(Dataset entries)

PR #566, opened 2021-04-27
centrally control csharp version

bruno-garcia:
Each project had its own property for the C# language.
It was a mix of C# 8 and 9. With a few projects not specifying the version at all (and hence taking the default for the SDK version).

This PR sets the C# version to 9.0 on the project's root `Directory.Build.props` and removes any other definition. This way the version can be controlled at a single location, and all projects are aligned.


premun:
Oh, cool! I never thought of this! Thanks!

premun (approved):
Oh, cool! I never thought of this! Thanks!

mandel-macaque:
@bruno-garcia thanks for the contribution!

- _Exercise brief_:
Among the records above, find each line holding "version" and list it.

- _Response_:
centrally control csharp version
It was a mix of C# 8 and 9. With a few projects not specifying the version at all (and hence taking the default for the SDK version).
This PR sets the C# version to 9.0 on the project's root `Directory.Build.props` and removes any other definition. This way the version can be controlled at a single location, and all projects are aligned.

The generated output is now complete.